Abstract

Type 2 diabetes mellitus (T2DM) often results in high morbidity and mortality. In addition, T2DM presents a substantial financial burden for individuals and their families, health systems, and societies. According to studies and reports, globally, the incidence and prevalence of T2DM are increasing rapidly. Several models have been built to predict T2DM onset in the future or detect undiagnosed T2DM in patients. Additional to the performance of such models, their interpretability is crucial for health experts, especially in personalized clinical prediction models. Data collected over 42 months from health check-up examinations and prescribed drugs data repositories of four primary healthcare providers were used in this study.
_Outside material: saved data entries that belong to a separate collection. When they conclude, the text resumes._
PR #8771, opened 2022-04-05
Use plain html for rating and fail chart

nanaya:
No need to use d3 to generate bar charts.


notbakaneko (changes requested):
old graph seems taller...sometimes

`beatmapset-info` seems to be only at `min-height` with this but `max-height` with d3 unless there was no graph originally 🤔 

Maybe the graph height should be fixed?

nanaya:
It looks like the old one has buggy behavior where svg has default height of 150, incorrectly pushing the height of its container element (and the measurement happens after the svg is added).

notbakaneko (commented):
seems faster 🤔

notbakaneko (approved):

PR #8775, opened 2022-04-05
Typescript formatNumber

nanaya:
And add a default formatter to speed things up a bit for basic usage.


resources/assets/lib/utils/html.ts
```diff
@@ -26,6 +26,30 @@ export function createClickCallback(target: unknown) {
...
 
+const defaultNumberFormatter = new Intl.NumberFormat(window.currentLocale);
+
+// Duplicated definition with implementation not having explicit return type
+// so the conditional return type behaves as expected.
+// Note that actual implementation return type isn't properly checked in this case.
+// Reference: https://github.com/microsoft/TypeScript/issues/33912
+export function formatNumber<T extends number | null>(num?: T, precision?: number, options?: Intl.NumberFormatOptions, locale?: string): T extends number ? string : null;
+export function formatNumber<T extends number | null>(num?: T, precision?: number, options?: Intl.NumberFormatOptions, locale?: string) {
+  if (num == null) return null;
```
notbakaneko, line 37: I wonder if it's better to return an empty string instead, then interpolated strings would show as ` bar` instead of `null bar` (and component rendering already just renders nothing).

...or make `num` not nullable; none of the uses on the typescript side, at least, appear to be nullable

notbakaneko (changes requested):

resources/assets/lib/utils/html.ts
nanaya: The original idea is to allow `formatNumber(maybeNull) ?? 'some fallback text'` but I'm not sure if it's ever used like that 🤔

notbakaneko (approved):

PR #8784, opened 2022-04-08
New ruleset switcher style

nanaya:
Taken out from new beatmap page PR as it also applies for profile page. ~~Design is very not final~~ flyte says it's fine.

Note that discussion button on the beatmapset page cover area has been moved to the header.

Profile page

Beatmap page

Beatmap discussion (with disabled rulesets)

Mobile (hopefully there's always enough space)


notbakaneko (changes requested):
`titleAppend` can be removed from `HeaderV4`, maybe 🤔 

Sort of tangential but I wonder if this should use `currentUser.playmode` instead of page's user; also, updating default currently doesn't update `currentUser` https://github.com/ppy/osu-web/pull/8784/files#diff-a73b8c5f136ee1ff2ba7e1530e78080c0417ed116d65240e44385a78b01e3e15R50

Flade228:
no please

notbakaneko (approved):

We propose a framework consisting of LogicRegression based feature extraction and Least Absolute Shrinkage and Selection operator based prediction modeling for undiagnosed T2DM prediction. Performance of the models was measured using Area under the ROC curve (AUC) with corresponding confidence intervals. Results show that using LogicRegression based feature extraction resulted in simpler models, which are easier for healthcare experts to interpret, especially in cases with many binary features. Models developed using the proposed framework resulted in an AUC of 0.818 (95% Confidence Interval (CI): 0.812−0.823) that was comparable to more complex models (i.e., models with a larger number of features), where all features were included in prediction model development with the AUC of 0.816 (95% CI: 0.810−0.822). However, the difference in the number of used features was significant. This study proposes a framework for building interpretable models in healthcare that can contribute to higher trust in prediction models from healthcare experts.

Highlights

  • Morbidity and mortality are often results of Type 2 diabetes mellitus (T2DM)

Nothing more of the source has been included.